Recently, I saw an interview and story about Frampton being reunited with his equally legendary black three-humbucker Gibson Les Paul Guitar that was lost after a plane crash in 1980. He ended up losing nearly all his guitars in the crash, but when he discovered that among them was his prized Les Paul (as seen on the full open cover of “Frampton Comes Alive!”) , it was like he “lost his mojo”.

It’s not a new story, but quite interesting to hear it from his own words and see him reunited with it for the first time. As one does when confronted with their past, either with a memory or an object, Frampton admits to CBS Sunday Morning correspondent Anthony Mason that it all seems like it was a completely “different person.” And in a way, it really was I would think. We’re rarely the person we think we are in the moment. And there’s no way we could have imaged the person we were in retrospect or who we will be in the future. Funny how life works.

One of the most memorable bits of insight Frampton reflects on was when talking about how, in the “lean years of the 80s”, he accepted the job as the lead guitarist for a tour with David Bowie. “He was now reintroducing me as the guitar player”, which seemed to suit him just fine.

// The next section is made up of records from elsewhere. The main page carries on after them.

PR #1451, opened 2018-08-07
Support for generic build servers, improved scripting support

ravenpride:
Dear development team,

my team is just setting up a [GoCD](https://www.gocd.org/) build server and we found GitVersion really useful to keep versioning as easy and consistent as possible. Although many build servers are already supported by GitVersion, GoCD is not in the list. The main reason seems to be that GoCD does not support injecting retrieved version information into the build process.

To circumvent this missing feature in GoCD and probably other builder servers we've developed a small .NET tool called 'EnvRun'. It simply wraps processes and scans their output (stdout/stderr) for key expressions that control setting and resetting environment variables for following runs:
```
@@envrun[set name='MyVar' value='MyValue']
@@envrun[reset name='MyVar']
```

This pull request contains a new build server implementation for GitVersion that emits the messages EnvRun needs to operate. A short example on how to use EnvRun:

```
EnvRun.exe gitversion /l console /output buildserver
EnvRun.exe cmd.exe /C "echo %%GitVersion_MajorMinorPatch%%"
```

Please see the [EnvRun project site](https://github.com/GriffinPlus/EnvRun) for details.


ravenpride:
Could someone from the GitVersion team please give a short statement on this pull request? Any idea/improvement that is needed to convince you to merge it into the GitVersion codebase? We actively use *EnvRun* and it works quite well when it comes to supporting building using simple scripts or build servers that do not support injecting environment variables (like GoCD).

Thank you very much.

asbjornu:
@ravenpride, thanks for this. I see no problem in merging this besides the lack of tests. Can you please add a few tests for this new addition alongside the existing [build server tests](https://github.com/GitTools/GitVersion/tree/master/src/GitVersionCore.Tests/BuildServers)?

ravenpride:
@asbjornu Thank you for your clearance. I've added the unit tests, so everything should be ready to merge.

asbjornu:
Thanks for your contributions! 🙏

PR #1405, opened 2018-04-27
Add "ShortSha" to the data provided by GitVersion

pmiossec:
from the `ShortenObjectId()` provided by LibGit2Sharp

(because always handling long sha1 could be a little painfull)

Should fix  #887

PR #1452, opened 2018-08-07
add ShaShort as new Variable

macphil:
At some purposes, the full SHA is to long.
That's why i'm added a new variable with name `ShaShort`.

The default are the first six characters of the SHA.

The length is configurable with `commit-sha-shortlength`


pmiossec:
Same effort than mine ;) #1405

>The default are the first six characters of the SHA.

Frampton continues, “a pop star’s career lasts 18 months. A musician’s career lasts a lifetime. And that’s what I’ve learned.”

Peter Frampton displays the once lost Les Paul guitar, now returned and restored, to Anthony Mason on CBS Sunday Morning.

It’s very good advice to anyone who is looking to become “rich and famous” overnight by playing music. If you have the good fortune of hitting it big by either accident or design, you better have the good sense to save all your money, because like Frampton said, it’s not likely to last long. When you’ve reached #1, there’s really no place to go but down. Everything falls short after that and what can easily be seen as “failing” other working musicians would consider hitting it big. Perspective.

But conversely, if you seek a career of making long lasting music that you’re proud of, constantly learning and improving perhaps as a writer, singer, guitar player or what have you, then you’ll likely have a nice long comfortable career as a musician. And if you do that, sometimes, when you’re not looking, the fame and fortune finds you. And then, maybe, you’ll be ready to handle it.